▶ WORK REQUIRED: "strange" appears in how many lines of the entries? State only the number.

▶ DATASET ENTRIES:
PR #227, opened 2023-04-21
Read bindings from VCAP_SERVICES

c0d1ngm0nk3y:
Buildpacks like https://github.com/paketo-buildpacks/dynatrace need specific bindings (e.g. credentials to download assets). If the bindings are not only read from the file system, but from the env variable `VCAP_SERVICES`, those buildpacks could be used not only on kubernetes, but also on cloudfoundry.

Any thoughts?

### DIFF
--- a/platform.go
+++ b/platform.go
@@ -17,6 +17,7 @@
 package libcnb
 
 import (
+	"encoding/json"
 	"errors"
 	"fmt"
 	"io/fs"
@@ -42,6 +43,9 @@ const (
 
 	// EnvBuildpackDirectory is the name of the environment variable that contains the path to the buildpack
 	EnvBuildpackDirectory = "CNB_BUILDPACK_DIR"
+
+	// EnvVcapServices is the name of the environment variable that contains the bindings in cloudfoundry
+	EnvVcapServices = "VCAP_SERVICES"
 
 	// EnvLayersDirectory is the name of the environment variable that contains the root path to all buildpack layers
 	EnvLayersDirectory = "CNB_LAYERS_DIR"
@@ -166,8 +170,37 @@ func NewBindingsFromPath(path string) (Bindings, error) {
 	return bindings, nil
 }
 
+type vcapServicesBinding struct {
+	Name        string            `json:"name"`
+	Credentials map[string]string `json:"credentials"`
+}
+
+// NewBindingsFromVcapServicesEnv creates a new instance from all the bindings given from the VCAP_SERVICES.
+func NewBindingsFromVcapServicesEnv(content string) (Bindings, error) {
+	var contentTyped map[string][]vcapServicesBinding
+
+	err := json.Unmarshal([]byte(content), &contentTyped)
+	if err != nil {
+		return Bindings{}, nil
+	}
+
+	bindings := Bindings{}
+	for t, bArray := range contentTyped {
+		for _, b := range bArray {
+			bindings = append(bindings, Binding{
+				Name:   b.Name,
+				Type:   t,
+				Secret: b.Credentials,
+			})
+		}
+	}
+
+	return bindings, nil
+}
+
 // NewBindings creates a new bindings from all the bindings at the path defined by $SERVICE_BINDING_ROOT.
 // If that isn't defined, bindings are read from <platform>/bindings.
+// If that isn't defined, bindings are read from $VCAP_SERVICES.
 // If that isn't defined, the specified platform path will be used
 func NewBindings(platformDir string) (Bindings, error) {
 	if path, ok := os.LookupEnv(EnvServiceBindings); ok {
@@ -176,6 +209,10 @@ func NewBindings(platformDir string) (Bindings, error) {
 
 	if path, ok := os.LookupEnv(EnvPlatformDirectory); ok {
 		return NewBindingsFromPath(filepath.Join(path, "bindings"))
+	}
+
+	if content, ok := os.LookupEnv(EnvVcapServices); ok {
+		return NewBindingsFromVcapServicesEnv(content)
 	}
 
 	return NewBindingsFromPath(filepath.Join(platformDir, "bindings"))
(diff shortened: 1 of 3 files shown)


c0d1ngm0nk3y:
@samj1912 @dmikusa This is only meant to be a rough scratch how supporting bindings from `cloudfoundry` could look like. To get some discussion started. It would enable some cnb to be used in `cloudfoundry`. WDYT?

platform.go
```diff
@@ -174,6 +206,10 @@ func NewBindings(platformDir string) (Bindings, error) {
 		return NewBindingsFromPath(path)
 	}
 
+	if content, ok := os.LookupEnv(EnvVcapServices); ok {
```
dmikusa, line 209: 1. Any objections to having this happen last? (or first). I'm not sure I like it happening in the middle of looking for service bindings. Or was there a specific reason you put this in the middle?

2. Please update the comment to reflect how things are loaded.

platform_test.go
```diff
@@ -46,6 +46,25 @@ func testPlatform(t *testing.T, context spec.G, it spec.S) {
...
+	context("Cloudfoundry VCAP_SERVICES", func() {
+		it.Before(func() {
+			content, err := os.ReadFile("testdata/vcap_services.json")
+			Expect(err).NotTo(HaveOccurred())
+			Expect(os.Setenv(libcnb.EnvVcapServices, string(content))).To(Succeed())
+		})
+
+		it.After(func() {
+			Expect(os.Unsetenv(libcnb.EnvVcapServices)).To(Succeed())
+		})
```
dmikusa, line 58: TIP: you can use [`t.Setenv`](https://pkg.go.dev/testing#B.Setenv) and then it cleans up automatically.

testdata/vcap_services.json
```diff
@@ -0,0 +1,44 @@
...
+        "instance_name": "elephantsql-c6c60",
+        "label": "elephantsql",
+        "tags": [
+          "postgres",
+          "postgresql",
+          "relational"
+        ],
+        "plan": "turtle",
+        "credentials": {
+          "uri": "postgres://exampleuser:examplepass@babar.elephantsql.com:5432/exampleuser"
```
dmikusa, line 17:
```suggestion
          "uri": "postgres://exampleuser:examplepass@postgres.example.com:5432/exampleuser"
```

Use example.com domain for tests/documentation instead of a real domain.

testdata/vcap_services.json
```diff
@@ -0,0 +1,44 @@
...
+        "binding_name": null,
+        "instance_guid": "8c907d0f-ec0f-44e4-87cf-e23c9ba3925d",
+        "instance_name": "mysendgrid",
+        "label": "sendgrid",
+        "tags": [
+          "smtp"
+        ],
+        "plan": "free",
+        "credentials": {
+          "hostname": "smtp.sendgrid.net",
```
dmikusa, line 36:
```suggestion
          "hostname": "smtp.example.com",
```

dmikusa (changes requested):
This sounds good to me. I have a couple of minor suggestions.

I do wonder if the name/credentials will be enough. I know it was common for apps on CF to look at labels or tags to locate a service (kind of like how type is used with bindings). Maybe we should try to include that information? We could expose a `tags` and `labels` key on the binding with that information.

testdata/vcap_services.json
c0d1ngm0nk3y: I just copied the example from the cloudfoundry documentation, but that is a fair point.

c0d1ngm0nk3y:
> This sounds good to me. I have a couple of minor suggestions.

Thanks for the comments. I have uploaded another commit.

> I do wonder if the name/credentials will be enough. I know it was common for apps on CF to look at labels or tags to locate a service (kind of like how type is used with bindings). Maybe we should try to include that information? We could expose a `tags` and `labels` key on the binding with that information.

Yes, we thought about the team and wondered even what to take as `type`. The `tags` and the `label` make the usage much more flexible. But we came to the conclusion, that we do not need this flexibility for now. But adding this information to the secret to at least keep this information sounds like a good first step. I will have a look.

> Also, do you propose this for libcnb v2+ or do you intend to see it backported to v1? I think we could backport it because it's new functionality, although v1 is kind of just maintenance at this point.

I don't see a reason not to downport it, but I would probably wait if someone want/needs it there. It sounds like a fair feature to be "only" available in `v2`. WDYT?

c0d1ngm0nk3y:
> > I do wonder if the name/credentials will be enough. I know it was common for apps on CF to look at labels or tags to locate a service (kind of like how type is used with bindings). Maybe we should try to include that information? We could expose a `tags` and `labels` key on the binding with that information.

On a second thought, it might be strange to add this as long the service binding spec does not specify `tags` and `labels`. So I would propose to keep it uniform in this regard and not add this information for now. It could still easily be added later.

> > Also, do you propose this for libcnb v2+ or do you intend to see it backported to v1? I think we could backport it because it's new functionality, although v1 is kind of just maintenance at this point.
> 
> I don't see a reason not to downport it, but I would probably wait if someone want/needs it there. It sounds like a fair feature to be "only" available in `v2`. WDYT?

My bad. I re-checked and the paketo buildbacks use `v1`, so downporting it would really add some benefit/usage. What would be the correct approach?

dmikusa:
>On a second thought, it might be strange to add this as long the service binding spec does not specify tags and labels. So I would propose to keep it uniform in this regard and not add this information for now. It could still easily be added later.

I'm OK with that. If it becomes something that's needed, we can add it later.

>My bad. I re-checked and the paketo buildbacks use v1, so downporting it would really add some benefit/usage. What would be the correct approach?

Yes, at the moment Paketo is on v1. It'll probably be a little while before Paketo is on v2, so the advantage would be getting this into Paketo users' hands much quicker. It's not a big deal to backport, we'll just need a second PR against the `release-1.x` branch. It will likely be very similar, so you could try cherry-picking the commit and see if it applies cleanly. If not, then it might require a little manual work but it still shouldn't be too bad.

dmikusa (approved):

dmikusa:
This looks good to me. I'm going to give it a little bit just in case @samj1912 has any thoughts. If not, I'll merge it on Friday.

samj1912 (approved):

▶ WRITTEN RESPONSE: 2